Friday, April 23, 2021

More on doing and allowing

Let’s suppose disease X if medically unchecked will kill 4.00% of the population, and there is one and only one intervention available: a costless vaccine that is 100% effective at preventing X but that kills 3.99% of those who take it. (This is, of course, a very different situation than the one we are in regarding COVID-19, where we have extremely safe vaccines.) Moreover, there is no correlation between those who would be killed by X and those who would be killed by the vaccine.

Assuming there are no other relevant consequences (e.g., people’s loss of faith in vaccines leading to lower vaccine uptake in other cases), a utilitarian calculation says that the vaccine should be used: instead of 316.0 million people dying, 315.2 million people would die, so 800,000 fewer people would die. That’s an enormous benefit.

But it’s not completely clear that this costless vaccine should be promoted. For the 315.2 million who would die from the vaccine would be killed by us (i.e., us humans). There is at least a case to be made that allowing 316.0 million deaths is preferable to causing 315.2 million. The Principle of Double Effect may justify the vaccination because the deaths are not intentional—they are neither ends nor means—but still one might think that there is a doing/allowing distinction that favors allowing the deaths.

I am not confident what to say in the above case.
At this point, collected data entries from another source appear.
PR #100, opened 2021-11-05
Update dependencies to the latest versions

cameel:
Depends on #101 (technically it's independent but tests won't pass without it). Draft until that PR is merged.

While trying to solve the problem from #101 I tried updating dependencies. This did not solve it but we should update them anyway.

One of the dependencies ([js-ipld](https://github.com/ipld/js-ipld)) seems to have been deprecated and replaced by [js-multiformats](https://github.com/multiformats/js-multiformats). We should switch eventually but this PR only updates it to the latest version of the original package for now.

### DIFF
--- a/.circleci/config.yml
+++ b/.circleci/config.yml
@@ -3,7 +3,8 @@ version: 2.1
 jobs:
   chk_npm_lint_and_test:
     docker:
-      - image: circleci/node
+      # FIXME: sha3 package fails to build on latest node.js (version 17)
+      - image: circleci/node:16
     resource_class: xlarge
     steps:
       - checkout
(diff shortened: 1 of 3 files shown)


cameel:
Well, looks like this does not solve the problem. Let's see if downgrading node.js does the trick.

cameel:
Looks like node 16 helps. It's still failing only due to new linter checks introduced by `started`. I'm going to create separate PR just with the node.js downgrade.

cameel:
Linter problems resolved and #101 is now merged so I'm making this reviewable.

chriseth (approved):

But suppose the numbers are even closer. Suppose that we have extremely precise predictions and they show that the hypothetical costless vaccine would kill exactly one less person than would be killed by X. In that case, I do feel a strong pull to thinking this vaccine should not be marketed. On the other hand, if the numbers are further apart, it becomes clearer to me that the vaccine is worth it. If the vaccine kills 2% of the population while X kills 4%, the vaccine seems worthwhile (assuming no other relevant consequences). In that case, wanting to keep our hands clean by refusing to vaccinate would result in 158 million more people dying. (That said, I doubt our medical establishment would allow a vaccine that kills 2% of the population even if the vaccine would result in 158 million fewer people dying. I think our medical establishment is excessively risk averse and disvalues medically-caused deaths above deaths from disease to a degree that is morally unjustified.)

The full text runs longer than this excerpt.